I'd remove her immediately. You're not supporting or helping just her by keeping her on are you. Your supporting and helping the baby's father to shirk his responsibilities as well. She can't be stuffed taking her baby's father to court for child support. Really, poor baby, why should she have to make an effort to support herself or her child when daddy, her daddy, steps in and helps her to do nothing about getting his grand child's father to support his own child.

If you guys take her off your insurance the lazy cow will quick smart get off her ass and get herself into court to get child support for her child. AS SHE SHOULD.

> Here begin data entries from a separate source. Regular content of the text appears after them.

PR #278, opened 2024-12-16
Optimize TableColumn component by caching relationship checks

hoshinotsuyoshi:
## Summary

Optimize TableColumn component by caching relationship checks.
Introduced useMemo to cache `isSource` and `targetCardinality` computations.

## Experiment

Triggered `handleMouseLeaveNode` manually on the accounts table node to measure performance impact.

<details><summary>Demo</summary>

https://github.com/user-attachments/assets/9cde8ec3-49ca-455a-afe5-a03f751fba1d

</details>

#### 1.  `ERDContentInner`

before: ~660 ms
after: ~170 ms

|  | before 90fae17723f7 | after f843a99746a2c37  |
|--------|--------|--------|
|  | main1-sk  | hoshino1-sk |

#### 2. `TableColumn`: `account_aliases` table > `id` column

before: ~0.6 ms
after: ~0.1 ms

|  | before 90fae17723f7 | after  f843a99746a2c37 |
|--------|--------|--------|
|  | main2-sk |  hoshino2-sk | 

## Testing

N/A

## Other Information

N/A

PR #280, opened 2024-12-16
refactor: Reduced performance degradation caused by calculations for source and target

MH4GF:
- Continued from https://github.com/liam-hq/liam/pull/278

The source and handle are now calculated only once at the beginning.
In addition to TableColumn, calculated values are now used in TableHeader.

## Experiment

Triggered `handleMouseLeaveNode` manually on the accounts table node to measure performance impact. (It is same as #278 )
I then checked the Ranked tab in the React Dev tool.

### Before

TableHeader calculations are at the top of the list.

スクリーンショット 2024-12-16 20 51 55

### After

TableHeader calculations have disappeared from the top!

スクリーンショット 2024-12-16 20 52 27

### DIFF
--- a/frontend/packages/db-structure/src/schema/dbStructure.ts
+++ b/frontend/packages/db-structure/src/schema/dbStructure.ts
@@ -43,6 +43,8 @@ const tableSchema = v.object({
 export type Table = v.InferOutput<typeof tableSchema>
 
 const cardinalitySchema = v.picklist(['ONE_TO_ONE', 'ONE_TO_MANY'])
+export type Cardinality = v.InferOutput<typeof cardinalitySchema>
+
 const foreignKeyConstraintSchema = v.picklist([
   'CASCADE',
   'RESTRICT',
--- a/frontend/packages/erd-core/src/components/ERDRenderer/ERDContent/TableNode/TableColumnList/TableColumn/Cardinality/Cardinality.tsx
+++ b/frontend/packages/erd-core/src/components/ERDRenderer/ERDContent/TableNode/TableColumnList/TableColumn/Cardinality/Cardinality.tsx
@@ -1,3 +1,4 @@
+import type { Cardinality as CardinalityType } from '@liam-hq/db-structure'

With the best of intentions under the sun, your husband is helping her to to take the lazy, easy way out. He is helping her to be irresponsible. He s sending her a very bad message here. Very bad. If he loves his daughter at any level, he will stop worrying about her not liking him, or taking the easy way out himself, which is to just leave her on his insurance so she's happy, and he will tell her in no uncertain terms he's taken her off his insurance, she needs to start applying for CS for her child. That would be helping his daughter be responsible.

iwasindenial's picture

totall agree! but again, can you go after someone who is not a citizen? He can't even legally work I don't think. I think all his jobs are under the table.

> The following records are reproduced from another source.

PR #282, opened 2024-12-17
✨: Changed the default show mode to 'Table name only'

MH4GF:
The default mode has been changed to reduce performance issues and affect the user's first-time experience.


hoshinotsuyoshi (approved):
LGTM!

PR #311, opened 2024-12-18
PoC: Refactor edge cardinality by using custom mark

sasamuku:
## Summary

This PR will not be merged.
There are so many changes, so a part of the unnecessary implementation has been removed.
Check this PR and if the way is good, re-create the PR.

https://github.com/user-attachments/assets/0ae0d279-2896-47ca-afb2-dd582707a3ce

### Edge Markers

This PR's key concept is using `Edge Markers`.
Displaying / Hiding of cardinalities are always linked to edge.

https://reactflow.dev/examples/edges/markers


frontend/packages/erd-core/src/components/ERDRenderer/ERDContent/ERDContent.tsx
```diff
@@ -294,6 +297,30 @@ export const ERDContentInner: FC<Props> = ({
...
+        color="var(--node-layout)"
+      />
+      <CardinalityZeroOrManyLeftMarker
+        id="zeroOrManyLeft"
+        color="var(--pane-border-hover)"
+      />
+      <CardinalityZeroOrManyLeftMarker
+        id="zeroOrManyLeftHighlight"
+        color="var(--node-layout)"
+      />
```
sasamuku, line 323: Markers needs to be defined here.
ref: https://reactflow.dev/examples/edges/markers

frontend/packages/erd-core/src/components/ERDRenderer/ERDContent/RelationshipEdge/RelationshipEdge.tsx
```diff
@@ -41,6 +31,24 @@ export const RelationshipEdge: FC<Props> = ({
       <BaseEdge
         id={id}
         path={edgePath}
+        markerStart={
+          data?.cardinality
+            ? data?.isHighlighted
+              ? 'url(#zeroOrOneRightHighlight)'
+              : 'url(#zeroOrOneRight)'
```
sasamuku, line 38: className is not applied to markers because these are defined with outer component, I think.
That's why I define markers for non-highlighted or highlighted, but it is redundant 🥲

frontend/packages/erd-core/src/components/ERDRenderer/ERDContent/ERDContent.tsx
MH4GF: The top area seems to be hidden. Please check this!

スクリーンショット 2024-12-19 9 55 34

MH4GF (commented):
Very great!!

frontend/packages/erd-core/src/components/ERDRenderer/ERDContent/ERDContent.tsx
sasamuku: I did not realize that, thank you.
I've moved the markers into ReactFlow component.
73ddc62dca00cfbb9879079c8b3114e423a099b7

image

MH4GF:
@sasamuku The direction looked good! 🚀 
I haven't noted any minor adjustments, but are you going to rebuild the PR? I'll point it out there, is that OK?

sasamuku:
@MH4GF 
Thank you for review and I understood that the direction is not bad 👍

I'll rebuild PR so that I can delete and adjust some implementation on cardinalities.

And to be honest, I think he actually does support that household. BM's only income is the child support we send.

iwasindenial's picture

Thank you, just needed to hear the amen choir Smile .

Orange, you are right... it will either be the military paying for it or welfare. So one way or the other we are all paying.

But Lady...can they even go after him for child support since he's not a citizen?

Echo, DH was planning on removing her now. But BM is begging for him not to and saying how he is her father and should never turn his back on his daughter. She is alot of the problem, IMO, because she has made this whole thing too easy and enabled SD19. But what you said is EXACTLY how I have been feeling and it is so frustrating and infuriating.

Qtee, we live 1000 miles away so we are pretty helpless and there really is no relationship there because in big part to PAS. But BM won't/can't pay anything because she herself is unemployed has no income. But you are right, her not finishing high school is one of the dumbest decisions she has made.

JYMCat's picture

Nope, I got dropped from my parents insurance when I turned 22. It would have been 18 had I not gone to college but it got extended because I did (not the reason I went of course). You're legally an adult at age 18 in the US and there is no law anywhere that says a parent is obligated to keep an adult offspring on their insurance. I knew I was going to be dropped from my parents insurance and even though I already had a job by that time, I made sure to get one that gave me my own insurance. I didn't get my feelings hurt nor did I give my parents any crap for it. She and the father of her children need to make their own way in the world now. Especially with two little ones. If she gives you problems just remind her that she sure must not have thought of herself as a child when she was having sex and dropping out of school so why, would anyone treat her like one now? I can't wrap my mind around the idea that parents are still responsible for anyone 18 and older. Maybe it's the way I was raised...

My4kidsmom's picture

I disagree. Military health care is free for dependent up to age 21 and it just seems mean and punitive to take her off.

iwasindenial's picture

you're right, it does not cost us anything to have her on it. That's why I am asking for opinions. It doesn't cost extra to have her on it, but it just feels like by keeping her on it we are condoning her having these kids and making it easy for her...enabling.

I work with someone who had a child two years ago. They both work at decent jobs, just the average couple. It took them a year and a half to pay their medical bills from having that baby. I just feel like if she had had to pay anything...maybe she would not have made this stupid decision. And when does it stop?